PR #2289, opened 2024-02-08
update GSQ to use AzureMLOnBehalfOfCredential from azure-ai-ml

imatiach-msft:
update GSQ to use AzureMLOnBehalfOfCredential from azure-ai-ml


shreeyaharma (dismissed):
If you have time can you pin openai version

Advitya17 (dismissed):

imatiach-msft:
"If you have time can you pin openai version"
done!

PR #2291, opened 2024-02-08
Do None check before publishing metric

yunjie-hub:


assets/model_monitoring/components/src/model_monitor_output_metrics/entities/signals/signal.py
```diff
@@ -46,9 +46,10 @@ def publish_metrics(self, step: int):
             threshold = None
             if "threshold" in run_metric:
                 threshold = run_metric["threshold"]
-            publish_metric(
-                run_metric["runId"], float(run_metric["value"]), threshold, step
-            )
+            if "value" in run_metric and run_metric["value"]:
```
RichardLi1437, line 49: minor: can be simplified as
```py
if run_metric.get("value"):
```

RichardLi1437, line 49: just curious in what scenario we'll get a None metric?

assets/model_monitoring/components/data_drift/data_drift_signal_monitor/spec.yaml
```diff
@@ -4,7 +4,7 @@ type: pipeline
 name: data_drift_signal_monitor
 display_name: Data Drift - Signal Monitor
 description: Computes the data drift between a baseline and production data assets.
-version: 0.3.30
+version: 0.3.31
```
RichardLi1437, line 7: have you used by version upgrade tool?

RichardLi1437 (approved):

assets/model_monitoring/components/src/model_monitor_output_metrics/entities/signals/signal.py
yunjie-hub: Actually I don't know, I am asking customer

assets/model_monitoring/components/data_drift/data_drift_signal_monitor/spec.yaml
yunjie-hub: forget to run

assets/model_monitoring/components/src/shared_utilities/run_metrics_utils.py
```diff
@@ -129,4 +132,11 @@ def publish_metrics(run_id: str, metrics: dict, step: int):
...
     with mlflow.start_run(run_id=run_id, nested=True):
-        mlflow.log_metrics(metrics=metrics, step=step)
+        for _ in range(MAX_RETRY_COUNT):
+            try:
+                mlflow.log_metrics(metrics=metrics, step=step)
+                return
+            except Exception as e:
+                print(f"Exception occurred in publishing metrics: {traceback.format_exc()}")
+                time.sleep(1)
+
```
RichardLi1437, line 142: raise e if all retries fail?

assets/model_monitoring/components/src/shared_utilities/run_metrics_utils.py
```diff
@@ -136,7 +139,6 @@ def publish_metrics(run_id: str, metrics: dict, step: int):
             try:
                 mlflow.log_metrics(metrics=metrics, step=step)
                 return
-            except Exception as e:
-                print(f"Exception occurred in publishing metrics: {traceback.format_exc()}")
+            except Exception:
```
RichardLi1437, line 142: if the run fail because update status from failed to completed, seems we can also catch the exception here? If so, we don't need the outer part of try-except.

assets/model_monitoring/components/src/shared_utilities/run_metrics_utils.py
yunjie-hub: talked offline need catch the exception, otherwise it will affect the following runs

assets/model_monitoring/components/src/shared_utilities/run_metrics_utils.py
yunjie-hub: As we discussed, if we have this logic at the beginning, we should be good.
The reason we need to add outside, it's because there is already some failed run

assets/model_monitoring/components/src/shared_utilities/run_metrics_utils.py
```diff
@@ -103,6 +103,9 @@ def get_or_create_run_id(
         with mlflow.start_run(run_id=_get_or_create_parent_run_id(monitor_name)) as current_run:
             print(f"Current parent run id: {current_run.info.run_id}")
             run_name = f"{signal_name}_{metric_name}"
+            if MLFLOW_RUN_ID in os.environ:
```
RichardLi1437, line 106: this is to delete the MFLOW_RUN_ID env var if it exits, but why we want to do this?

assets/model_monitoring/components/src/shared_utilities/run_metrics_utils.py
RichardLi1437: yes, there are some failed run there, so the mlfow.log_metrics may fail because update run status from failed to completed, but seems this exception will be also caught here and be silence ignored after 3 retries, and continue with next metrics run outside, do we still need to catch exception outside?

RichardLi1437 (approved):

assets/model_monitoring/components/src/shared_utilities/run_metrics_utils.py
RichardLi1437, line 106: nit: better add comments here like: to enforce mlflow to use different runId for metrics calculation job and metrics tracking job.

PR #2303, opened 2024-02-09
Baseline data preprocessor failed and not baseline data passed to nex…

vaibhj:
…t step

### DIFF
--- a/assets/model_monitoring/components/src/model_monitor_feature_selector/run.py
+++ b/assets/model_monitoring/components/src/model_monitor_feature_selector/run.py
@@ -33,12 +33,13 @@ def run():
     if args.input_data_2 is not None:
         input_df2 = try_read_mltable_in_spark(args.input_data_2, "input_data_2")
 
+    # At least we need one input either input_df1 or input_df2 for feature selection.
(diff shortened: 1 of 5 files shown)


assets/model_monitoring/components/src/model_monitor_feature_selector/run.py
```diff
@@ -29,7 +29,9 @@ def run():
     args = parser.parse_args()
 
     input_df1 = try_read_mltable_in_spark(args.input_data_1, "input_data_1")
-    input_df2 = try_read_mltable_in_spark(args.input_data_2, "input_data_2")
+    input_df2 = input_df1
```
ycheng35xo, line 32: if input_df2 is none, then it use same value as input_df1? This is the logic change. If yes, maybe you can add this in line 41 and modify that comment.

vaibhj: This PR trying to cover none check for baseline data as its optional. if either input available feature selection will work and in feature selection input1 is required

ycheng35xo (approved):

====

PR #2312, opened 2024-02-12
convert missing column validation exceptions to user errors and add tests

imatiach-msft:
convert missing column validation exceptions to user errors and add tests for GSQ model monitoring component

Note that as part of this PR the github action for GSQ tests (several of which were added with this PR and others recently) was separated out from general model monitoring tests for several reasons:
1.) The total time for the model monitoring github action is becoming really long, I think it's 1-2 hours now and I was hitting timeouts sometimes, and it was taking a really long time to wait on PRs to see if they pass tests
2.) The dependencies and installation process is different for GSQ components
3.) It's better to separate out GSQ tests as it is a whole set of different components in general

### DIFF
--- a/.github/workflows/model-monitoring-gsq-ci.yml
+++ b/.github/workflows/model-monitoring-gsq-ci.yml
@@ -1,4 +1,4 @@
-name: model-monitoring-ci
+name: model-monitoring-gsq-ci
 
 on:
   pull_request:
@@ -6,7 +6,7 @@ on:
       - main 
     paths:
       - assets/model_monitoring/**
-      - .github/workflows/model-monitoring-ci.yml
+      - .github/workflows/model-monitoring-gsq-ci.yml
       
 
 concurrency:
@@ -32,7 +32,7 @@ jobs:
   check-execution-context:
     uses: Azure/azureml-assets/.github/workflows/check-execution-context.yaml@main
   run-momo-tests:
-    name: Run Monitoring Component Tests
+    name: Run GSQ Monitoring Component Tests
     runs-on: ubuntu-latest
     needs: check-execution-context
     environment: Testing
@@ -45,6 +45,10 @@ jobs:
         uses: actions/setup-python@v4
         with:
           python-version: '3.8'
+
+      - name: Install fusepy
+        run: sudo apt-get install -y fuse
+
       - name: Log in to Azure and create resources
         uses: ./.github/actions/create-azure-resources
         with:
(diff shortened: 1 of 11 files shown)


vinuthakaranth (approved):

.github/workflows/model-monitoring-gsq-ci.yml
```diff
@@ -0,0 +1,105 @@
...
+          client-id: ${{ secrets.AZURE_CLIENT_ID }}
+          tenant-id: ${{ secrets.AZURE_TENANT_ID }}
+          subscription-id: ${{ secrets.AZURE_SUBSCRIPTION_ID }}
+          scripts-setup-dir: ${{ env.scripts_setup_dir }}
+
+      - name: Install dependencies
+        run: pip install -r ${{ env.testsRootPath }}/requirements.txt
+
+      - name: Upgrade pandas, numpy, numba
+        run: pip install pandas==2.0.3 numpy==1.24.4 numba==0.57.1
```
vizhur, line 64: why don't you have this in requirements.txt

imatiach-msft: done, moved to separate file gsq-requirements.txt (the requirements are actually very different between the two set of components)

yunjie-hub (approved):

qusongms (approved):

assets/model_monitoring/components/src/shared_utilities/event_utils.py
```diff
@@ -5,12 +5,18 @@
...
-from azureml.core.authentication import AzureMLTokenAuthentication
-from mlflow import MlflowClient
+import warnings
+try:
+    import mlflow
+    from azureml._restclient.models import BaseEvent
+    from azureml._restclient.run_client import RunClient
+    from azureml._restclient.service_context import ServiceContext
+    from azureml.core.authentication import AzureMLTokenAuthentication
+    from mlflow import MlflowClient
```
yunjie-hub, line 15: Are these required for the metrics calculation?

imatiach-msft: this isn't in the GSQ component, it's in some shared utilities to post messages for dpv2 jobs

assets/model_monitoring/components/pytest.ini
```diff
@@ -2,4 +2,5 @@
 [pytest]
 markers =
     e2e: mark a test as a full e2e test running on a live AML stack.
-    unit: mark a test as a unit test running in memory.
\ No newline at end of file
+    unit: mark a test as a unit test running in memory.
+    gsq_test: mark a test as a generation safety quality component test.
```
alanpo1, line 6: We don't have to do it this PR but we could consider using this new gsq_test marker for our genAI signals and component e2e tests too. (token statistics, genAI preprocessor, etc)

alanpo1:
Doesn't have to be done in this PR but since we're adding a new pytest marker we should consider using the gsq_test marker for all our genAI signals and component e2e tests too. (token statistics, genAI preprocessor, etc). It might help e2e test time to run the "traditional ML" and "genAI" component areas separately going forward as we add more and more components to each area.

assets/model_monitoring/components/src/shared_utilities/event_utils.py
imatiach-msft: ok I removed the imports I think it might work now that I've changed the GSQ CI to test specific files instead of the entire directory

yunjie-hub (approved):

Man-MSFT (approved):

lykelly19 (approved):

====

▸ **Task requirements**: Looking at the entries above, find how many lines include the word "pandas" and write that number alone.

▸ **Response**: 2